How to regulate your emotional systems
Working alongside the sympathetic nervous system, which is linked to threat and drive, and which enables us to respond to stress, we have the parasympathetic nervous system. This system kicks into action to allow us to soothe ourselves and recover from the stress, or “rest and digest” if we allow it.
Paul Gilbert advocates a ‘balanced mind’ where the three motivational systems operate together, allowing you to be helpful rather than harmful to yourself and others. To achieve this balance, you need to be able to access your soothing system as well as your threat and drive system.
We can control our responses much better by engaging our soothing system. When your soothing system is activated, both endorphins and oxytocin are released; these are essential hormones that down-regulate the stimulating threat and drive systems. From this position, you will find it easier to adapt your behaviours, think strategically, disconnect achievements from your self-esteem, and instead focus on learning. All of which are significant contributors to effective and inclusive leadership.
And the good news? Doing this is within our control. The old cliché of “take a couple of deep breaths” is grounded in a physiological phenomenon. Advancements in science show that even the simple practice of meditation or conscious breathing can have a long-term positive impact on your brain and its interaction with your body. Activating the parts of your system designed to calm your responses results in higher resilience in the face of life setbacks.
Can you identify what helps you switch between your motivational or emotional systems? Think of your emotions as a ladder; what enables you to move up and down? The important thing here is to find the technique which works for you. When asked this question in coaching, many will highlight activities like walking, being with and very ‘present’ for their family, cooking, deep breathing, yoga, etc. There is no surprise that these are all activities which are proven to activate the parasympathetic nervous system. However, when asked what activities they routinely reject and deprioritise, people reel off the same list. We have a deep, often unconscious belief that these activities are the ‘nice to haves’ in life.

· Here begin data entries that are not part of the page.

PR #431, opened 2019-10-04
US110605 Followup: Serge run_command

ryantmer:
[Based on the Serge docs](https://serge.io/docs/plugins/callback/run_command/), there's a `run_command` plugin with which you can run arbitrary commands. This adds a command to build our language files for us, so that (in theory) Serge will return to us both the translated JSON files, as well as built JavaScript files, which we can then import. Importing these by name allows the BSI analyzer to actually include the files correctly - we load only the files we need initially, and lazy-load the others if they're needed (e.g. if the page language changes).

I say "in theory" above as I've not been able to actually test this on the Serge service itself - the command works as expected locally, but I'm still not 100% sure about how the Serge integration actually works - still tracking down some of those details. For one, I don't know if the files that `run_command` generates will actually get committed back to the repo by Serge or...? But yeah, still looking.

### DIFF
--- a/activities.serge.json
+++ b/activities.serge.json
@@ -97,7 +97,7 @@
     "callback_plugins": [{
       "plugin": "run_command",
       "data": {
-        "command": "echo \"export const translations = JSON.parse(\\`$(cat %OUTFILE%)\\`);\" > %OUTPATH%/build/%LANG%.js"
+        "command": "echo \"export const translations = $(cat %OUTFILE%);\" > %OUTPATH%/build/%LANG%.js"
       }
     }]
   }
--- a/activities.serge.json
+++ b/activities.serge.json
@@ -97,17 +97,7 @@
     "callback_plugins": [{
       "plugin": "run_command",
       "data": {
-        "command": "export LANG_PATH=./components/d2l-activity-editor/d2l-activity-assignment-editor/lang"
-      }
-    },{
-      "plugin": "run_command",
-      "data": {
-        "command": "rm -rf $LANG_PATH/build && mkdir -p $LANG_PATH/build"
-      }
-    }, {
-      "plugin": "run_command",
-      "data": {
-        "command": "for language in $(find $LANG_PATH -name \"*.json\" -type f -printf \"%f\\n\" | sed 's/\\.json$//'); do echo \"export const translations = JSON.parse(\\`$(cat $LANG_PATH/$language.json)\\`);\" > $LANG_PATH/build/$language.js; done"
+        "command": "echo \"export const translations = JSON.parse(\\`$(cat %OUTFILE%)\\`);\" > %OUTPATH%/build/%LANG%.js"
       }
     }]
   }
--- a/activities.serge.json
+++ b/activities.serge.json
@@ -93,6 +93,22 @@
       "tr-tr tr",
       "zh-cn zh",
       "zh-tw zh-tw"
-    ]
+    ],
+    "callback_plugins": [{
+      "plugin": "run_command",
+      "data": {
+        "command": "export LANG_PATH=./components/d2l-activity-editor/d2l-activity-assignment-editor/lang"
+      }
+    },{
+      "plugin": "run_command",
+      "data": {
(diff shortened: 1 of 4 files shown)


activities.serge.json
```diff
@@ -56,5 +56,30 @@
       "zh-cn zh",
       "zh-tw zh-tw"
     ]
+  },{
+    "name": "activityAssignmentEditor",
+    "source_dir": "components/d2l-activity-editor/d2l-activity-assignment-editor/lang",
+    "output_file_path": "components/d2l-activity-editor/d2l-activity-assignment-editor/lang/%LANG%.json",
+    "output_lang_rewrite": [
```
dbatiste: Any chance you know anything more about this?

activities.serge.json
```diff
@@ -56,5 +56,30 @@
...
+      "pt-br pt",
+      "sv-se sv",
+      "tr-tr tr",
+      "zh-cn zh",
+      "zh-tw zh-tw"
+    ],
+    "callback_plugins": [{
+      "plugin": "run_command",
+      "data": {
+        "command": "echo \"export const translations = JSON.parse(\\`$(cat %OUTFILE%)\\`);\" > %OUTPATH%/build/%LANG%.js"
```
dbatiste: Do you think it would be possible to only output the translations, so that clients aren't downloading the `context`.  Really we just want something like: 
```
{
   'en': { close: 'Close this dialog' },
   ...
}
   ```
Also, what do you think about doing fallback resolution here, as opposed to runtime? This would save processing client-side, as well as avoid potential multiple requests per component.

File: components/d2l-activity-editor/d2l-activity-assignment-editor/lang/build/en.js [hunk 3]
```diff
@@ -0,0 +1,10 @@
+export const translations = JSON.parse(`{
```
dbatiste: It looks like this doesn't need to be a string, in which case the `JSON.parse` is not really needed.  Ya?

activities.serge.json
ryantmer: Yes actually! Finally found it, from https://serge.io/docs/configuration-files/reference/:

> [OPTIONAL] Map telling to use different language name in language macros
   (see the list of available macros in `ts_file_path` parameter description)
   and when constructing output path (see `output_file_path` parameter).
   This allows to tweak language/locale names for different projects.

As far as I understand that, it just means that the translation will end up being `ar-sa` (I'm guessing since the person/service doing the translation is Saudi?), but we want to use that for _all_ `ar` locales.

activities.serge.json
ryantmer: We could, and I think it's worth it, but I'd rather do it by calling an external script rather than a big one-liner that we're just echoing into a file. Once I manage to actually get access to a Serge service (or run one locally?) then I can properly test this, at which point yeah, we could probably do the fallbacks at this stage!

components/d2l-activity-editor/d2l-activity-assignment-editor/lang/build/en.js
ryantmer: Ya indeed! I was thinking the spacing might cause issues, but that makes no sense whatsoever...

ryantmer:
Build failure is due to the removal of the `JSON.parse` in the built files - going to ignore that for now, as I would like to externalize this into a build script rather than a one-liner, which will also allow for properly formatting the built file so that eslint doesn't yell about it.

maboelsoudd2l:
so given that the serge service PR is merged in this PR https://git.dev.d2l/projects/RE/repos/serge-localize/pull-requests/110/overview, does this work? how do we verify?

ryantmer:
Working on that as we speak - this isn't going to work anyway since Serge runs on Windows, but the command here is bash.

That said, this doesn't block #458 - that can be merged as a way to generate the files manually, whereas this would generate them automatically.

ryantmer:
Closing this in favour of #468, which uses the built-in `parse_js` parser in Serge to work exclusive with JS files. So long as Serge doesn't do anything weird with JS files (aside from translate the terms), that approach allows us to use built-in tooling directly with ES6 modules.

Creating safety or being kind or compassionate to ourselves are skills that are often misunderstood as a weakness but are a source of strength, not vulnerability. Despite many years of psychological research and insight, there is still a lingering deep-down suspicion that soothing yourself and being kind to yourself is self-indulgent. However, it is a vital tool in our leadership armoury. Suppose we aspire to be our best selves as leaders and to create psychological safety; we must practice self-soothing to control our emotions and choose the responses that will create the best environment for the moment. Without doing this, we risk getting trapped in an exhausting stress response. We also risk not being able to access the thinking parts of our brain, which enable us to choose our responses.
Of course, as you understand the role of safety for yourself and the essential part it plays in your performance and well-being, you will be able to adapt your behaviours and help create psychological safety for your team. It is a virtuous cycle or flow of compassion and understanding.